Tomorrow he gets to go see his mom


----------



## GatorBytes

:happyboogie: :teary: eace: ...I CANNOT wait!!!!!!!!!!!!!!!!

Comin' to get you my baby Gator!!!!!!!!!!



Sibze said:


> Tomorrow he gets to go see his mom


----------



## pyratemom

GatorBytes said:


> :happyboogie: :teary: eace: ...I CANNOT wait!!!!!!!!!!!!!!!!
> 
> Comin' to get you my baby Gator!!!!!!!!!!


I know times are hard but I'm so happy that you will be reunited with Gator today. I know he missed you as much as you missed him. I for one am throwing a happy dance for both of you.
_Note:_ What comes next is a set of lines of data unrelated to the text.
PR #800, opened 2019-12-02
Made usernames and email addresses case insensitive

### LINKED ISSUE #610: Ignore capitalisation in usernames
It makes no sense that different capitalisation can yield different unique usernames. This is also quite dangerous, since e.g. a capital letter i could be used to imposter a lowercase L: 'I' versus 'l'. All usernames should be made lowercase.

Larspolo:
## Description
It now sets every mail / username to lowercase and filters case 
independent.

## Summary of changes
- Fixes #610


src/django/VLE/models.py
```diff
@@ -256,6 +255,10 @@ def save(self, *args, **kwargs):
         if self.email == '':
             self.email = None
 
+        if isinstance(self.email, str):
+            self.email = self.email.lower()
+            self.username = self.username.lower()
```
mjvkeulen: To be a safe a username update should also always be made lowercase.

src/django/VLE/migrations/0036_mail_username_to_lower_case.py
```diff
@@ -0,0 +1,30 @@
+# Generated by Django 2.1.7 on 2019-10-04 11:31
+
+from django.db import migrations, models
+
+
+def mail_username_to_lower(apps, schema_editor):
+    User = apps.get_model('VLE', 'User')
+    for user in User.objects.all():
+        u = User.objects.filter(email__iexact=user.email)
+        if u.count() == 1 and isinstance(user.email, str):
```
engelhamer: Should there be any conflicts here (which I don't expect, but still) then we should not forget manually updating them.

Larspolo: We indeed need to remember this. And there is a conflict with an mail of a test-student.

src/django/VLE/models.py
Larspolo: Save is triggered on update also right? So this already happend?

src/django/VLE/migrations/0036_mail_username_to_lower_case.py
mjvkeulen: Good practice would be to add a logger, to make sure we capture all conflicts? (Next to checking manually)

src/django/VLE/models.py
mjvkeulen: Because email can be `null` and `blank`, I am not entirely sure. I believe it goes emailfield -> charfield which has `''` as an empty value, and is thus never represented as None on a db level. However, in memory we can use None which would mean username would now not update?

mjvkeulen:
This also impacts the archive path of GDPR requests, we might be left with additional archives (minor impact).

src/django/VLE/migrations/0036_mail_username_to_lower_case.py
engelhamer: Indeed

engelhamer:
> This also impacts the archive path of GDPR requests, we might be left with additional archives (minor impact).

No problem at all, existing archives can simply be removed as a new archive will be created upon request anyways.

src/django/VLE/migrations/0036_mail_username_to_lower_case.py
Larspolo: It is just this one case whereafter it will most likely never happen again

mjvkeulen: There is a built-in logger right, so this would be 3 lines?

src/django/VLE/views/user.py
```diff
@@ -36,6 +36,7 @@ def get_lti_params(request, *keys):
 
 class LoginView(TokenObtainPairView):
     def post(self, request):
+        request.data['username'] = request.data['username'].lower()
```
engelhamer: Is this still required? If so, why only here and not for password reset?

mjvkeulen: Forgot password needs this as well on both username and email address

src/django/VLE/migrations/0036_mail_username_to_lower_case.py
mjvkeulen: Handling is still required for cases where there in fact exists emails or usernames which are equal without capitalization

src/django/test/test_user.py
```diff
@@ -244,6 +244,12 @@ def test_login(self):
         api.login(self, user, password="wrong", status=401)
         assert old_last_login == User.objects.get(pk=user.pk).last_login, 'Last login should not be updated'
 
+        # Check that login should laos be possible with different capitalizations
```
mjvkeulen: laos?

Things might not be perfect but you will be together again and that is what counts. I hope the new foster helps out enough that you will be able to get a permanent apartment and get your life back together as I'm sure it seems a lot longer to you than any one on this board how long you have been apart from Gator. PS - Sapphire has been a life saver but people's patience runs out sometimes when their lives are concerned and I know you want Gator back. A kind word to her for all her efforts is in order.


----------



## Gwenhwyfair

Very well said, pyratemom. :thumbup: 



pyratemom said:


> I know times are hard but I'm so happy that you will be reunited with Gator today. I know he missed you as much as you missed him. I for one am throwing a happy dance for both of you. Things might not be perfect but you will be together again and that is what counts. I hope the new foster helps out enough that you will be able to get a permanent apartment and get your life back together as I'm sure it seems a lot longer to you than any one on this board how long you have been apart from Gator. PS - Sapphire has been a life saver but people's patience runs out sometimes when their lives are concerned and I know you want Gator back. A kind word to her for all her efforts is in order.


----------



## Saphire

Gator has been reunited with his owner.

Thank-you everyone for your support, it means alot.

Cathy

Sent from Petguide.com Free App


----------



## Lilie

Thanks so much for keeping us updated, Cathy!!!


----------



## Loneforce

Thank you for taking care of gator Cathy!!


----------



## Piper'sgrl

very cute old man  Love watching him play with the hose haha


----------



## AKIRA3

Hope the love continues all the way around.
Thank you for taking care of Gator.


----------



## pyratemom

I know it must have been a joyous reunion. May hope always remain. Cathy, you are wonderful to have taken care of Gator to help out. I know Gatorbytes does appreciate you making it possible for her to keep her boy even if it's hard for her to communicate right now.


----------



## KatsMuse

Saphire said:


> Gator has been reunited with his owner.
> 
> Thank-you everyone for your support, it means alot.
> 
> Cathy
> 
> Sent from Petguide.com Free App


YAY! Many thanks to you, your family and Carm! 
I'm sure GB is glad to have her baby back.

 Kat


----------



## JakodaCD OA

I also want to thank Cathy, her family and carmen for going above and beyond for this dog.


----------



## selzer

Thanks Cathy and Carmen for helping this guy out.


----------



## carmspack

thank you everyone --- mine was only a supportive role . Saphire did the lion's share , she deserves the attention. I sincerely do hope that Gatorbytes and Gator have better days ahead.


----------



## NancyJ

I agree though. A lot of thanks. That was a lot to offer.


----------



## VickyHilton

I, too, want to thank you- Cathy (and adorable family) and Carmen- for helping when the rest of us could not. I feel a happier human knowing that there are those like as you out there, doing when we cannot, helping those who are innocent and deserve care. Thank you both.


----------



## TrickyShepherd

Thank you Cathy and Carmen for taking such great care of that old pup. You guys went way above and beyond what most would even think about doing these days! You are both amazing people (and Cathy... you're family as well!). I know Gator appreciated the warm home and yummy food.


----------



## Mrs.K

Same here thank you for everything you have been doing ♥

Sent from Petguide.com Free App


----------



## Daisy&Lucky's Mom

I havent checked in in a while but just need to add my continued hopes prayers gor Gator and Gatorbytes to find their new home and to say thanks to Saphire and Carmspack. Hang in there Gator boy . Saphire youyr pictures of Gator and the updates were wonderful.


----------



## Saphire

I was not home to see Gator off. My son tells me Gator was very happy to see his owner as she was to see him.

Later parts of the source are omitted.